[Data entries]

[Start of section]

PR #13, opened 2026-05-14
fix(build): keep libtorch_cuda in NEEDED, drop LD_PRELOAD workaround (#9)

### LINKED ISSUE #9: torch_cuda link-lib request stripped by linker; LD_PRELOAD required at runtime to enable CUDA
## Summary

Building thrust with `LIBTORCH_USE_PYTORCH=1` against a pip-installed PyTorch causes the resulting binary to silently run on CPU even when `torch.cuda.is_available()` is true and the build script emitted `cargo:rustc-link-lib=torch_cuda`. The CUDA backend never initializes, so `Device::cuda_if_available()` returns `Cpu`.

`LD_PRELOAD`'ing `libtorch_cuda.so` and `libc10_cuda.so` at run time forces initialization and the binary then reports `Cuda(0)`. But this is a foot-gun and the failure mode (silent CPU fallback) is hard to notice in benchmarks.

## Repro

On a Linux box with PyTorch >= 2.9 installed via pip and a working NVIDIA driver:

```bash
export LIBTORCH_USE_PYTORCH=1
export LIBTORCH_BYPASS_VERSION_CHECK=1
cargo build --release --example train_p3 --features "training env-bucket-brigade"
ldd target/release/examples/train_p3 | grep torch_cuda  # nothing
```

The build script's `output` file says `cargo:rustc-link-lib=torch_cuda`, but `ldd` shows only `libtorch_cpu.so` and `libc10.so` in the runtime deps. This is the linker's `--as-needed` behavior stripping libs that have no referenced symbols at link time.

## Workaround

```bash
TORCH_LIB=$(python3 -c "import torch, os; print(os.path.join(os.path.dirname(torch.__file__), 'lib'))")
export LD_PRELOAD="$TORCH_LIB/libtorch_cuda.so:$TORCH_LIB/libc10_cuda.so"
./target/release/examples/train_p3 ...
```

After this, `device=Cuda(0)` and training is in fact on the GPU.

## Suggested fixes

1. Have the torch-sys build script emit `cargo:rustc-link-arg=-Wl,--no-as-needed` (or `-Wl,--no-as-needed -ltorch_cuda -Wl,--as-needed` pattern) when CUDA is available, so the linker keeps the unreferenced `libtorch_cuda` dependency.
2. Or, have `tch` itself reference at least one symbol from `libtorch_cuda` (e.g. `at::cuda::is_available()`) so `--as-needed` doesn't strip it.
3. Or, document the `LD_PRELOAD` workaround prominently in `GPU_SETUP.md` so users don't silently fall back to CPU.

## Impact

Discovered while benchmarking thrust against the Python pipeline. Without this fix, the touted "3-6x speedup over Python" can collapse to roughly 1x (CPU vs CPU) because the Rust binary never actually uses the GPU.

## Related

* #4 (multi_agent PolicyLearner TODOs)
* #8 (libtorch dylib mismatch on macOS) --- same family of "tch is brittle against the libtorch we have"

---

### Root Cause Analysis

This bug is a confluence of three behaviors:

1. **`torch-sys` build script** correctly emits `cargo:rustc-link-lib=torch_cuda` when it detects a CUDA-enabled PyTorch (verified in our setup via `LIBTORCH_USE_PYTORCH=1` + cu128 wheel).
2. **GNU `ld` defaults to `--as-needed`** on modern Linux distros (Ubuntu 22.04+, Debian 12+, etc.). Under this flag, the linker drops `DT_NEEDED` entries for shared libraries from which no symbols are referenced. Because `thrust` only calls `tch` high-level APIs and `tch` itself only references `libtorch_cpu` / `libc10` symbols directly, the `libtorch_cuda` link request is silently dropped during the final link of the binary.
3. **`libtorch` performs lazy CUDA backend registration**: it only initializes the CUDA backend if `libtorch_cuda.so` (and `libc10_cuda.so`) is *loaded into the process address space*. There is no runtime `dlopen` fallback — `libtorch` checks the global symbol table on init. So a binary with no `DT_NEEDED libtorch_cuda.so` entry will return `false` from `tch::Cuda::is_available()` even on a CUDA-equipped box.

The runtime failure mode is *silent*: `Device::cuda_if_available()` returns `Device::Cpu` without warning, training proceeds on CPU at ~1/5th the expected throughput, and only careful benchmarking reveals it.

**Note on the existing `--no-as-needed` workaround**: `scripts/train-gpu.sh:59` and `scripts/gpu-train.sh:38` already set `RUSTFLAGS="-C link-arg=-Wl,--no-as-needed"`. In practice this is **insufficient by itself** — `docs/GPU_SETUP.md:36-40` documents that "the linker drops CUDA library as 'unused' even with `--no-as-needed`" and the `LD_PRELOAD` step is still required. The likely reason is that `RUSTFLAGS` `-C link-arg` adds the flag at a position in the linker command line that does not cover the `-ltorch_cuda` argument emitted by `torch-sys` (linker flag scope is positional: `--no-as-needed` only affects libraries *after* it on the command line, until `--as-needed` is seen). The fix requires the flag to be emitted *by the build script* immediately before `-ltorch_cuda`.

### Implementation Options

**Option A: Upstream fix in `torch-sys` build.rs (preferred, but external dependency)**

Patch `torch-sys` to emit positional `cargo:rustc-link-arg` directives that bracket the CUDA libs:

```rust
// In torch-sys/build.rs, when use_cuda is true:
println!("cargo:rustc-link-arg=-Wl,--no-as-needed");
println!("cargo:rustc-link-lib=torch_cuda");
println!("cargo:rustc-link-lib=c10_cuda");
println!("cargo:rustc-link-arg=-Wl,--as-needed");
```

This guarantees the CUDA libs survive `--as-needed` regardless of downstream RUSTFLAGS positioning. Requires a PR to https://github.com/LaurentMazare/tch-rs and a version bump. **Out of scope for this repo** in the short term.

**Option B: Force-reference a CUDA symbol from thrust's own code (in-repo, recommended)**

Add a `#[used]` static or a deliberate call to `tch::Cuda::is_available()` early in initialization, *inside a function the linker cannot eliminate*. The trick is that `tch::Cuda::is_available()` ultimately resolves to a symbol in `libtorch_cuda` only when CUDA support is compiled in; otherwise it stubs to false. Adding it in main and gating with the `training` feature defeats `--as-needed` for CUDA-enabled builds:

```rust
// src/lib.rs or a new src/cuda_anchor.rs (feature = "training" only)
#[cfg(feature = "training")]
#[allow(dead_code)]
#[doc(hidden)]
pub fn _cuda_link_anchor() -> bool {
    // Touching this symbol drags libtorch_cuda into the link.
    tch::Cuda::is_available()
}
```

Then call `crate::_cuda_link_anchor()` from a `static` initializer or a stub used by every `Device::cuda_if_available()` callsite. **Caveat**: `tch::Cuda::is_available()` may not pull a `libtorch_cuda`-only symbol; needs experimental verification (build, then `ldd target/.../bin | grep cuda` and `readelf -d target/.../bin | grep NEEDED`).

A more reliable variant is to bind a known CUDA-only `extern "C"` symbol via `extern "C" { fn at_cuda_synchronize(); }` (or similar from `c10::cuda` namespace) and reference its address — `#[used] static _ANCHOR: unsafe extern "C" fn() = at_cuda_synchronize;` — gated behind `cfg(feature = "training")` and possibly a new `cfg(thrust_cuda)` flag set by a thin `build.rs` that mirrors `torch-sys`'s CUDA detection.

**Option C: Custom build.rs emitting positional link args (in-repo, robust)**

Add a top-level `build.rs` to `thrust-rl` that:

1. Detects whether CUDA is enabled (mirror `torch-sys` detection logic, or read `cargo:rustc-cfg=use_cuda` cascaded from `torch-sys` if available).
2. Emits, when CUDA is on:
   ```
   cargo:rustc-link-arg=-Wl,--no-as-needed
   cargo:rustc-link-lib=torch_cuda
   cargo:rustc-link-lib=c10_cuda
   cargo:rustc-link-arg=-Wl,--as-needed
   ```

`cargo:rustc-link-arg` from a leaf-crate build.rs is appended *after* dependency link args, so the positional `--no-as-needed` will appear at the end of the link command — covering our explicit re-emission of `-ltorch_cuda`. This is the most surgical fix that doesn't depend on upstream `tch-rs`.

**Option D: Status quo + better detection (fallback)**

Keep the `LD_PRELOAD` workaround in scripts, but add a startup check that hard-errors if CUDA-flagged builds end up on CPU:

```rust
// In examples that expect GPU:
let device = Device::cuda_if_available();
#[cfg(feature = "training")]
if std::env::var("THRUST_EXPECT_CUDA").is_ok() && device == Device::Cpu {
    eprintln!("FATAL: THRUST_EXPECT_CUDA was set but tch fell back to Cpu.");
    eprintln!("Hint: ensure LD_PRELOAD includes libtorch_cuda.so + libc10_cuda.so.");
    std::process::exit(2);
}
```

Plus update `docs/GPU_SETUP.md` and `docs/GPU_TRAINING_GUIDE.md` to mark the `LD_PRELOAD` step as **REQUIRED**, not just helpful.

### Recommendation

Pursue **Option C** as the primary fix (in-repo `build.rs` with positional link args), with **Option D** as a hardening guard. Option C should make `cargo build` produce a binary that links `libtorch_cuda` correctly without any runtime `LD_PRELOAD` gymnastics. Option D ensures we fail loudly if Option C ever regresses or if the user is on a setup where it doesn't apply (e.g., a custom libtorch path).

Once Option C is verified working, the `LD_PRELOAD` exports in `scripts/gpu-train.sh:35`, `scripts/train-gpu.sh:55`, and `scripts/train-snake-remote.sh:28` can be removed (or kept as defensive belt-and-suspenders).

Defer Option A (upstream `torch-sys` patch) to a separate follow-up issue with the `tch-rs` maintainers.

### Acceptance Criteria

- [ ] `cargo build --release --example test_cuda` on a CUDA-enabled Linux box produces a binary where `ldd <binary> | grep torch_cuda` returns a non-empty line (and similarly for `libc10_cuda`).
- [ ] Running that binary **without** `LD_PRELOAD` set prints `tch::Cuda::is_available() = true` and `Device::cuda_if_available() = Cuda(0)`.
- [ ] `readelf -d target/release/examples/test_cuda | grep NEEDED` lists `libtorch_cuda.so` and `libc10_cuda.so`.
- [ ] CPU-only macOS builds (no CUDA) still build and run correctly; no spurious CUDA link errors on Darwin.
- [ ] The `LD_PRELOAD` workaround in `scripts/gpu-train.sh`, `scripts/train-gpu.sh`, and `scripts/train-snake-remote.sh` is either removed or annotated as "defensive only, no longer required by build".
- [ ] `docs/GPU_SETUP.md` and `docs/GPU_TRAINING_GUIDE.md` are updated to reflect the new build behavior (the "Key Discoveries" / "CUDA Detection Problem" sections need revising — the bug is no longer present).
- [ ] If Option D guard is added: a build with `THRUST_EXPECT_CUDA=1` on a box where CUDA libs failed to link produces a clear fatal error instead of silently running on CPU.

### Affected Files

- `build.rs` (new file at repo root) — implements Option C: detect CUDA, emit positional `-Wl,--no-as-needed` + `-ltorch_cuda -lc10_cuda` + `-Wl,--as-needed`. May need to mirror `torch-sys`'s CUDA detection logic, or rely on inspecting `DEP_TORCH_SYS_*` env vars set by torch-sys's build script for downstream crates.
- `Cargo.toml` (lines 1-16) — may need `build = "build.rs"` declaration and possibly a `[build-dependencies]` section if we need helpers (likely just `std::env`).
- `src/lib.rs` — (optional, Option B variant) add `#[used]` CUDA anchor symbol gated behind `cfg(feature = "training")`.
- `examples/test_cuda.rs` — extend to verify `readelf`/`ldd` output programmatically, or print a clear "CPU fallback detected" warning when expected to be on GPU.
- `scripts/gpu-train.sh:34-38` — remove or comment-out `LD_PRELOAD` line once Option C is verified.
- `scripts/train-gpu.sh:53-59` — same.
- `scripts/train-snake-remote.sh:27-29` — same.
- `docs/GPU_SETUP.md:22-63, 214-223` — rewrite "The CUDA Detection Problem" section; the bug is no longer required to be lived with.
- `docs/GPU_TRAINING_GUIDE.md:53-68` — same; LD_PRELOAD becomes optional/defensive rather than CRITICAL.

### Test Plan

- [ ] **Manual verification on Linux GPU box** (e.g. `rwalters-sandbox-2`):
  1. `git pull` the fix branch.
  2. `unset LD_PRELOAD; unset RUSTFLAGS`.
  3. `export LIBTORCH_USE_PYTORCH=1; export LIBTORCH_BYPASS_VERSION_CHECK=1`.
  4. `cargo clean && cargo build --release --example test_cuda`.
  5. `ldd target/release/examples/test_cuda | grep -E '(torch_cuda|c10_cuda)'` — must return both lines.
  6. `./target/release/examples/test_cuda` — must print `Cuda(0)` and `tch::Cuda::is_available() = true`.
- [ ] **Manual verification on macOS** (CPU-only):
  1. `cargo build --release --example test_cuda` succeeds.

[End of section]

### What you need to do
Scan the entries above for the string "examples" and copy each line that contains it.

### Expected answer
ldd target/release/examples/train_p3 | grep torch_cuda  # nothing
./target/release/examples/train_p3 ...
// In examples that expect GPU:
- [ ] `readelf -d target/release/examples/test_cuda | grep NEEDED` lists `libtorch_cuda.so` and `libc10_cuda.so`.
- `examples/test_cuda.rs` — extend to verify `readelf`/`ldd` output programmatically, or print a clear "CPU fallback detected" warning when expected to be on GPU.
  5. `ldd target/release/examples/test_cuda | grep -E '(torch_cuda|c10_cuda)'` — must return both lines.
  6. `./target/release/examples/test_cuda` — must print `Cuda(0)` and `tch::Cuda::is_available() = true`.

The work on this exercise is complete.